03/09/2009 11:36 am ET | Updated May 25, 2011

American Idol : Welcome to Branson

It's that time of year when, with the Oscars out of the way and the Grammys and Emmys still just dots on the horizon, the entertainment press runs out of things to write about - and so it becomes fixated on American Idol.

If this isn't an annual warning about the imminent approach of the apocalypse, I don't know what is. Unless it's the continuing popularity of Ryan Seacrest.

This morning alone, Monday, March 9, I found a massive Associate Press story online about American Idol fever - and a full-blown album review on the front of the New York Times' Arts section of the latest release by Kelly Clarkson.

The AP story treated the Idol phenomenon the way it does all phenomena - as something to gush over, as though this ongoing exercise in mediocrity and the lowering of standards is a trend to be applauded, an event over which to marvel.

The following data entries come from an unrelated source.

PR #188, opened 2017-07-06
Add a notifier subsystem

jd:
This will allow metricd to be notifier as soon as a sack is ready to be
processed.


jd:
Pull-request updated, HEAD is now 5bee9cc45ef671180d860a50f595885b4d621b45

chungg:
what happens if metricd loses the message from notifier? does that mean we potentially can lose work?

jd:
@chungg The `metric_processing_delay` is still there, so if no messages are received in this time frame, metricd will go for checking all the sacks old-school-style.

jd:
Pull-request updated, HEAD is now 94f72dc1087055215c5810ce27b84aa6abca6b6e

jd:
How do you handle a queue with any of our current storage backend?
Do we want us to pull oslo.messaging? lol

chungg:
yeah, all the exisitng incoming drivers would not work (except redis which really isn't a queue.)

my concern is that i'm not sure how much we're getting for adding all this extra stuff (2x writes). we now have 2 routes that overlap (a lot imo)

gnocchi/notifier/redis.py
```diff
@@ -0,0 +1,51 @@
...
+        return "%s: %s channel %s" % (
+            self.__class__.__name__, self._client, self.channel
+        )
+
+    def iter_on_sacks_to_process(self):
+        p = self._client.pubsub()
+        p.subscribe(self.channel)
+        for message in p.listen():
+            if (message['type'] == 'message' and
+               message['channel'] == self.NOTIFY_CHANNEL_NAME):
```
chungg: NOTIFY_CHANNEL_NAME doesn't exist anywhere when i ctrl+f

gnocchi/notifier/redis.py
```diff
@@ -0,0 +1,51 @@
...
+                data = message['data']
+                nb_sack = data / self._SERIALIZATION_FORMAT_LEN
+                for sack in struct.unpack("<" + "H" * nb_sack):
+                    yield sack
+
+    def notify_new_measures_for_sacks(self, sacks):
+        self._client.publish(self.channel,
+                             struct.pack("<" + "H" * len(sacks), *sacks))
```
chungg: it's not entirely clear but it seems like all the workers will receive notification and then race to lock sack? is there a way we can get around this? https://redis.io/topics/notifications maybe?

chungg:
or use blpop? https://redis.io/commands/blpop

gnocchi/notifier/redis.py
jd: Right. The first iteration had a hard coded channel name. Fixed.

gnocchi/notifier/redis.py
jd: All the replicas will race, yes.

A solution for that could be to have only one of the replica react on notification, where the others would only try to grab the sack based at polling.

https://redis.io/topics/notifications has no link with that.

jd:
Pull-request updated, HEAD is now c2b0c7092f95b0ecd489cbb2cd134199cf6cb876

jd:
* Why do want to use `BLPOP` for?
* The complexity of the pub/sub here is O(number of metricd workers). There's only one channel being used in this implementation. There is obviously alternatives, but they all have different trade-offs.

gnocchi/notifier/redis.py
chungg: i guess it's two-fold. there's the race of having it published to everyone. and we're also publishing sacks redundantly as well so one message might contain sack2 , and the next might contain sack2 as well so we have 100s of metricd racing to lock sack2 on first message and the same 100s of metricd racing to lock sack2 again on second go.

it's that race which leads me to believe to think we're not saving much vs polling since the subsequent attempts have a very high chance of polling and discovering that some previous worker already just handled entire sack

jd: > 100s of metricd

No, just 3 by default, **if** they are not busy doing other things. Otherwise they will just try later as they will do with current polling.

We're not necessary saving if polling schedule is the same, but with notifier it could be drastically reduced to a several minutes.

jd:
So `BLPOP` does not help. `BRPOPLPUSH` is designed for that https://redis.io/commands/brpoplpush, but has some serious drawback, such as having to handle recovery. If we had `BLTRIM` that'd be great, but it does not exist. :(

gnocchi/notifier/redis.py
chungg: huh? all the workers subscribe to a single channel no? therefore they'd all get the notification to "process sacks x, y, z"

jd: They will all get notifications, but they are filtered based on the which sack they are responsible for:

https://github.com/gnocchixyz/gnocchi/pull/188/commits/976466086d0e9e889d125458f0a0c5ef88c5ccf9#diff-38284cdc2b2cddcaef8202cd07eb3060R258

chungg: is there a reason we have this filtering at all? why do we care which of the workers handles the sack?

gnocchi/cli.py
```diff
@@ -228,7 +240,35 @@ def run_watchers():
...
+            return
+
+        try:
+            for sack in n.iter_on_sacks_to_process():
+                if sack in self._get_sacks_to_process():
+                    LOG.debug(
+                        "Got notification for sack %s, waking up processing",
+                        sack)
+                    self.sacks_with_measures_to_process.add(sack)
+                    self.wakeup()
```
chungg: curious, but isn't it simpler to just have this trigger it's on code to process sack rather than hijacking the periodic polling job. seems like we end up with a lot of conditionals in _run_job to discover what triggered it.

gnocchi/cli.py
```diff
@@ -228,7 +240,35 @@ def run_watchers():
...
+            # Terminate the thread
+            return
+
+        try:
+            for sack in n.iter_on_sacks_to_process():
+                if sack in self._get_sacks_to_process():
+                    LOG.debug(
+                        "Got notification for sack %s, waking up processing",
+                        sack)
+                    self.sacks_with_measures_to_process.add(sack)
```
chungg: curious, but isn't it simpler to just have this trigger it's on code to process sack rather than hijacking the periodic polling job. seems like we end up with a lot of conditionals in _run_job to discover what triggered it.  we wouldn't have to worry about ensuring sacks_with_measures_to_process is thread safe... 

also, when we run self.sacks_with_measures_to_process.discard(s) below, that doesn't seem like it's safe since we can easily just process a sack with 100metrics but  during processing a bunch of new measures for metrics processed earlier in sack our added.

gnocchi/notifier/redis.py
jd: So we don't have 100s of workers trying to lock the same sack, as you just suggested?

gnocchi/cli.py
jd: It is thread-safe because the only shared data structure is a set. Waking-up the main thread is the easiest and "safest" solution.

The discard call is safe, but you're right that another notification can come in the mean time. There's no way to be sure which stage of processing might. There is already a possibility that a sack with N measures is being processed while more measures are being written (remember writing measures is lock-free).

That's why the polling system is kept in place. Notification is just a good way to cut-down the processing interval. There's no good reason to have metricd being sleeping for `metric_processing_delay` when you can know there's jobs to do.

gnocchi/notifier/redis.py
chungg: or we have channels per sack or for range of sacks so we aren't wasting time broadcasting to subscribers we know don't need. as you mentioned earlier (i think), publish sequentially publishes to all subscribers so the more subscribers, the slower publish is, and the slower our API post is.

not saying this is better, just asking if it's considered. i don't want to see us slowing down API anymore as that is what 'user experience' is.

jd: Haha, it took you time to get on board, but here you come! :)

So yeah that is another solution to have one channel per sack, so that'd avoid spamming all the metricd and then filter. The only downsides that I see is that 1. it is trickier to implement because the sack list changes each time a worker join/leaves the tooz group and 2. it can therefore miss a little bit more notification than the current solution.

That means the subscription patterns must be regularly checked and updated as soon as tooz group member list changes.

I am currently not sure it is worth it – or not.

As for the API, `NOTIFY` should not slow anything down AFAIU. There might be also a way to leverage https://redis.io/topics/notifications which would avoid doing the `NOTIFY` call at all. I did not pursue this yet as 1. it's an optimization 2. at first glance it was not obvious it is something that you can control from the Redis client.

doc/source/architecture.rst
```diff
@@ -35,6 +40,12 @@ The *indexer* is responsible for storing the index of all resources, archive
 policies and metrics, along with their definitions, types and properties. The
 indexer is also responsible for linking resources with metrics.
 
+The *coordinator* is responsible of the scheduling of jobs between *metricd*
```
chungg: s/responsible of the scheduling/responsible for the division/

doc/source/architecture.rst
```diff
@@ -35,6 +40,12 @@ The *indexer* is responsible for storing the index of all resources, archive
...
+workers.
+
+The *notifier* is responsible of letting me the worker that they have metrics
+to compute.
```
chungg: s/responsible of letting me the worker that they have metrics to compute/responsible for event-driven processing of incoming metrics/

i think we should be more explicit that this is an alternative to polling. for example, we should say if you enable notificatier, you should set polling to be less.

gnocchi/cli.py
```diff
@@ -140,11 +147,12 @@ def run(self):
...
             with utils.StopWatch() as timer:
                 self._run_job()
-            self._shutdown.wait(max(0, self.interval_delay - timer.elapsed()))
+            self._wake_up.wait(max(0, self.interval_delay - timer.elapsed()))
+            self._wake_up.clear()
         self._shutdown_done.set()
 
     def terminate(self):
-        self._shutdown.set()
+        self.wakeup()
```
chungg: i don't understand why you are calling wakeup on terminate?

jd: To stop the waiting on L150.

doc/source/architecture.rst
```diff
@@ -20,9 +20,14 @@ are scalable. Additional workers can be added depending on load.
...
-Gnocchi uses three different back-ends for storing data: one for storing new
-incoming measures (the incoming driver), one for storing the time series (the
-storage driver) and one for indexing the data (the index driver).
+Gnocchi uses five different back-ends that you will have to configure. They are
+used to:
+
+- Store incoming measures (incoming section)
+- Store archived measures (storage section)
+- Store resource index (indexer section)
+- Coordinate workers (coordination_url in storage/incoming sections)
```
jd: fixed

doc/source/architecture.rst
jd: fixed

doc/source/architecture.rst
jd: fixed

jd:
Pull-request updated, HEAD is now 8f9bdcc781f96f39656aaa6cfdefecef3b5cd137

jd:
@chungg After re-thinking about it, I'd suggest to modify this design to keep incoming+notifier merged.

This has the downside to not have a notifier for e.g. Swift as incoming. But it has the upside of not complicating the architecture to much with yet-another-thing-to-configure. It can also make an optimization of not having a `PUBLISH` call on Redis but listening to keys changes.

WDYT?

chungg:
@jd seems like a good idea. does that mean for redis we don't poll at all? or only on start?

jd:
@chungg No, it won't be synchronous, and Redis is not a queue system, so it'll be the same functioning that it is in this patch. You'll be able to lower the polling though since it'll be only useful when a measure has been missed while the sack being processed.

Making it synchronous and removing polling would require locking the sack before sending any notification (to be sure no processing is being done), and it's not something we want.

But it'd be a first ground for a synchronous incoming driver like e.g. Kafka.

chungg:
synchronous? if we just use redis notifications, we can listen against all sack keys, we can just trigger processing like it does now no? i guess polling is because redis pubsub does not guarantee delivery?

jd:
> synchronous? if we just use redis notifications, we can listen against all sack keys, we can just trigger processing like it does now no? i guess polling is because redis pubsub does not guarantee delivery?

Yeah sorry for the term _synchronous_ which was probably mischosen. This is exactly what I meant.

I'll rework the branch this way then.

jd:
Pull-request updated, HEAD is now fe9ec621fa396014ece093ec376421ac974a90c8

jd:
Closing for now, I'll reopen a new one when I've implemented what I want. Which will not be a new subsystem.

The NYT review of the Clarkson album was appropriately dismissive. But it spoke to the desperation of even the biggest of newspapers that it would even deign to devote space and ink to someone with as limited a gift as Kelly Clarkson. To call her a recording artist is to diminish the term "artist" - and perhaps "recording."

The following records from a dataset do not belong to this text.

PR #189, opened 2017-07-07
tests: don't use wait without pid

sileht:
Without pid, wait always return 0.

This change tracks pids to ensure we have the return code
of the background jobs.


sileht:
Merged with #190 to ensure I fix the ceph driver.

PR #190, opened 2017-07-07
ceph: Remove the async read of incoming measures

sileht:
We don't have clue for now, but when rados_osd_op_timeout is set,
aio_read seems to return corrupted data or the add_measures callback
does not work as expected.

This change moves back to the synchronous read of the measures like in
3.0.

This code is gone in 4.0 and later, because we use omap attributes
instead.

### DIFF
--- a/gnocchi/storage/incoming/ceph.py
+++ b/gnocchi/storage/incoming/ceph.py
@@ -15,7 +15,6 @@ from collections import defaultdict
 import contextlib
 import datetime
 import errno
-import functools
 import itertools
 import uuid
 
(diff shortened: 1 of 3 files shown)


sileht:
Pull-request updated, HEAD is now c2a499972b195d91d17d1d3277dc0db26c0e073d

sileht:
Pull-request updated, HEAD is now 5e01311093649eb9390ed40ed4e22bb7f463f865

jd:
@chungg  TL;DR we really need this to get merged

We spent a delightful afternoon with @sileht debugging that. The current CI for `stable/3.1` is broken (because of the non-backported wait patch) and left the patch setting the ceph_timeout default value being merged.

The timeout bug is present since 3.1.0 anyway, we just never met it before. @sileht will report the bug to Ceph next week.

sileht:
Pull-request updated, HEAD is now 0742a1b8f93ec70ddc8bb12430443d418a5c9291

sileht:
Pull-request updated, HEAD is now 50ae4fb58270108972247f0c08b1e9ed712fd684

PR #192, opened 2017-07-08
doc: do not specify just `pip install`

jd:
Nothing's gonna work with just "pip install gnocchi" anyway.


jd:
Pull-request updated, HEAD is now 4a48ba3e7cfd0d352f08b9f7ad09b330a36893d2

Even as I finished with those, I opened the door to find a delivery of a new batch of hype/gibberish from the Fox network about the newly sifted Idol finalists, with little cards featuring the faces and names of those frighteningly talented singers who will dominate the culture for the next three months (even as the economy slides deeper and deeper into a Bush-produced crater).

Poser-looking types like Adam Lambert (with his Fall Out Boy-inspired haircut and eyeliner). The clean-cut Anoop Desai (the temptation to make a Slumdog Millionaire joke here must be resisted). Lil Rounds. Megan Joy Corkrey. Scott MacIntyre (must fight urge to make Andrea Bocelli joke).

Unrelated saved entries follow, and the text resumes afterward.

Issue #195, opened 2017-07-12
Do not return "Invalid input: not a valid value for dictionary value" in REST API


jd:
This error is the generic voluptuous error. A custom error should be returned.

PR #197, opened 2017-07-13
Mimimize Pandas usage and use Numpy types

jd:
carbonara: use numpy native types for computing
tests: fix gabbi test title
carbonara: simplify unserialize
carbonara: use sampling from SplitKey
storage: return SplitKey objects when listing split keys
utils: fix to_timestamps when value list is empty

### DIFF
--- a/gnocchi/archive_policy.py
+++ b/gnocchi/archive_policy.py
@@ -18,9 +18,12 @@ import collections
 import datetime
 import operator
 
+import numpy
 from oslo_config import cfg
 from oslo_config import types
 import six
+
+from gnocchi import utils
 
 
 class ArchivePolicy(object):
@@ -71,7 +74,7 @@ class ArchivePolicy(object):
             raise ValueError(
                 "More than one archive policy "
                 "uses granularity `%s'"
-                % duplicate_granularities[0]
+                % utils.timespan_total_seconds(duplicate_granularities[0])
             )
 
         if aggregation_methods is None:
@@ -155,20 +158,25 @@ class ArchivePolicyItem(dict):
                 raise ValueError(
                     u"timespan ≠ granularity × points")
 
-        if granularity is not None and granularity <= 0:
-            raise ValueError("Granularity should be > 0")
+        if granularity is not None:
+            if not isinstance(granularity, numpy.timedelta64):
+                granularity = numpy.timedelta64(int(granularity * 10e8), 'ns')
+            if granularity <= numpy.timedelta64(0, 'ns'):
+                raise ValueError("Granularity should be > 0")
 
         if points is not None and points <= 0:
             raise ValueError("Number of points should be > 0")
+
+        if (timespan is not None
+           and not isinstance(timespan, numpy.timedelta64)):
+            timespan = numpy.timedelta64(int(timespan * 10e8), 'ns')
 
         if granularity is None:
             if points is None or timespan is None:
                 raise ValueError(
                     "At least two of granularity/points/timespan "
                     "must be provided")
-            granularity = round(timespan / float(points))
-        else:
-            granularity = float(granularity)
+            granularity = timespan / float(points)
 
         if points is None:
             if timespan is None:
@@ -201,11 +209,25 @@ class ArchivePolicyItem(dict):
         """Return a dict representation with human readable values."""
         return {
             'timespan': six.text_type(
-                datetime.timedelta(seconds=self.timespan))
+                datetime.timedelta(
+                    seconds=utils.timespan_total_seconds(
+                        self.timespan)))
             if self.timespan is not None
             else None,
             'granularity': six.text_type(
-                datetime.timedelta(seconds=self.granularity)),
+                datetime.timedelta(
+                    seconds=utils.timespan_total_seconds(
+                        self.granularity))),
+            'points': self.points,
+        }
+
+    def serialize(self):
+        return {
+            'timespan': None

Ted Mack and Major Bowles must be spinning in their graves with envy,.

If you get those references (Ted who?), you're probably too old to care about American Idol. I know I am - but who can avoid it? Its commercials seem to dominate every other show on Fox, forcing their way into our homes. (Thank God for Tivo.)

This bogus colossus of hype, American Idol squats over our culture like an obese person after a big meal, squeezing out tomorrow's stars - of the Las Vegas showroom. Manufactured. Comfortable. Colorless.